/---

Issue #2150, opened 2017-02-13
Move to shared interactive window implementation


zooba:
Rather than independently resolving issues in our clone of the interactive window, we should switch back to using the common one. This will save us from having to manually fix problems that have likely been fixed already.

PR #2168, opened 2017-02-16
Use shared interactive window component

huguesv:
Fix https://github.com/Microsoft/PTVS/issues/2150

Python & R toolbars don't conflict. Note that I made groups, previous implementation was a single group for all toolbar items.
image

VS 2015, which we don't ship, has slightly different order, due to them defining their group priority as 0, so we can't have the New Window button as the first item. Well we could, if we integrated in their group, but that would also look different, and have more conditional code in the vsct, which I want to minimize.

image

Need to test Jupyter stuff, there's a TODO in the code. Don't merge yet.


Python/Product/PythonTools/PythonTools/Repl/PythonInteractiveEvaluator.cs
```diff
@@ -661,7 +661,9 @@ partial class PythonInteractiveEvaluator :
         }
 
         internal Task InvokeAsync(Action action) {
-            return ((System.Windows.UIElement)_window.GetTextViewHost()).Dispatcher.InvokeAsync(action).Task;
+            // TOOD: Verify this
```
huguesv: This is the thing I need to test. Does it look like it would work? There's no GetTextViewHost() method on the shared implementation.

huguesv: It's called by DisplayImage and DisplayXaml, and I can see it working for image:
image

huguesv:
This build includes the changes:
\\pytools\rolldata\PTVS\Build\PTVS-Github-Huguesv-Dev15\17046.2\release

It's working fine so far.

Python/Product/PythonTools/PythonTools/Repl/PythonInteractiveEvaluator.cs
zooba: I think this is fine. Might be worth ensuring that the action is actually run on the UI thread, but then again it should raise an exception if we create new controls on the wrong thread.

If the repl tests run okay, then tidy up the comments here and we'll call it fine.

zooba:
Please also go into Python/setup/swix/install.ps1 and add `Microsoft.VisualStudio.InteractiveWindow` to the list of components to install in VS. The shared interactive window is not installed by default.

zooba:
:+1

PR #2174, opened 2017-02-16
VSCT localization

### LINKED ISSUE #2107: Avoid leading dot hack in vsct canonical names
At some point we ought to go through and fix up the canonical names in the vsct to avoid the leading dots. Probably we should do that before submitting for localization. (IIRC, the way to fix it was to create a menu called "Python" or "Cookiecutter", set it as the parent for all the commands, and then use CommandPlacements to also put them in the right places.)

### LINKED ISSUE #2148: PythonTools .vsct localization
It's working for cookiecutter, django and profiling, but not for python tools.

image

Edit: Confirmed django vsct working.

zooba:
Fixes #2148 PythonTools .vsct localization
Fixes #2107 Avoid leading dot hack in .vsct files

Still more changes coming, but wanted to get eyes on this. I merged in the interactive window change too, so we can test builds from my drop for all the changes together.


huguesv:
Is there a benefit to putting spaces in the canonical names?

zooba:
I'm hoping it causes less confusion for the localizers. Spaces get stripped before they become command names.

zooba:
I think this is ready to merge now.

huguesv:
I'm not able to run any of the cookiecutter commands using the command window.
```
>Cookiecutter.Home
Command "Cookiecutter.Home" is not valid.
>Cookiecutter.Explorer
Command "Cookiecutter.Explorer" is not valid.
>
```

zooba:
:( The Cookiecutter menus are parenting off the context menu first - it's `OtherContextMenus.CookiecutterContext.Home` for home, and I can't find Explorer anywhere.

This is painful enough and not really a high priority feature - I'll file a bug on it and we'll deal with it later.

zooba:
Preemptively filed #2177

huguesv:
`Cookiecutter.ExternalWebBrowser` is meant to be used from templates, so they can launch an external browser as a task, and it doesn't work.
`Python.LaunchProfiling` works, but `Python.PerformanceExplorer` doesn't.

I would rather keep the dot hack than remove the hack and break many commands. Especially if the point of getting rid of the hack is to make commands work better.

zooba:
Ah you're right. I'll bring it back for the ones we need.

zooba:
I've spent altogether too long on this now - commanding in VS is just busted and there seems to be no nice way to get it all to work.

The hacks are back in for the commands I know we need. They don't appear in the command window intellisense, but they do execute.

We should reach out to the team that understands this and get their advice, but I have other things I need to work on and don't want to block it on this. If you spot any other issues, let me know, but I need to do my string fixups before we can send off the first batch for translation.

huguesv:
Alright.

\---
/---

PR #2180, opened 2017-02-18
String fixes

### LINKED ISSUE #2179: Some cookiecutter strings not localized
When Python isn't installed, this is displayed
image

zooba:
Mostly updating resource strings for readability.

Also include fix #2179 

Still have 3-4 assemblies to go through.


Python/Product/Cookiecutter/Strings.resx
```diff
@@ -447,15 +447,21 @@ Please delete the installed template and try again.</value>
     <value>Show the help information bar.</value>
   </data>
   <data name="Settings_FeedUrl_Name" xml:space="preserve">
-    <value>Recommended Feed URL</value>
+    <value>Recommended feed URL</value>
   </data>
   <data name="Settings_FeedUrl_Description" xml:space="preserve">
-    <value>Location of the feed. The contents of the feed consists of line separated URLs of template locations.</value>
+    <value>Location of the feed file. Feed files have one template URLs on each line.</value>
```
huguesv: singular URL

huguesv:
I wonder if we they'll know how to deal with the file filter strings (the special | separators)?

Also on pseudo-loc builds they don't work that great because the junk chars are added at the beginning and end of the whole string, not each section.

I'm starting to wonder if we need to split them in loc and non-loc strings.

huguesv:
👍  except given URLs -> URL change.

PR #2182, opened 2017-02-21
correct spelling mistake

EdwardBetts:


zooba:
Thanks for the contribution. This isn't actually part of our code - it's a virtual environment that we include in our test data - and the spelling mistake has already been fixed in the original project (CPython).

\---
/---

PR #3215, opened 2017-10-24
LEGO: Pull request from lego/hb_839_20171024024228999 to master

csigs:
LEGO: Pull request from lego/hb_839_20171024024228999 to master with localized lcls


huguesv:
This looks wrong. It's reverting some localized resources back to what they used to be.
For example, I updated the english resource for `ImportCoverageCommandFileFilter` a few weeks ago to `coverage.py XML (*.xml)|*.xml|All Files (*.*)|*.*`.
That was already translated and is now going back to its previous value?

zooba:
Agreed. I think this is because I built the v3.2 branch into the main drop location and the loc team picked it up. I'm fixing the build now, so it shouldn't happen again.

\---

Throughout the material above, find every line holding "called" and copy it.

huguesv: It's called by DisplayImage and DisplayXaml, and I can see it working for image:
At some point we ought to go through and fix up the canonical names in the vsct to avoid the leading dots. Probably we should do that before submitting for localization. (IIRC, the way to fix it was to create a menu called "Python" or "Cookiecutter", set it as the parent for all the commands, and then use CommandPlacements to also put them in the right places.)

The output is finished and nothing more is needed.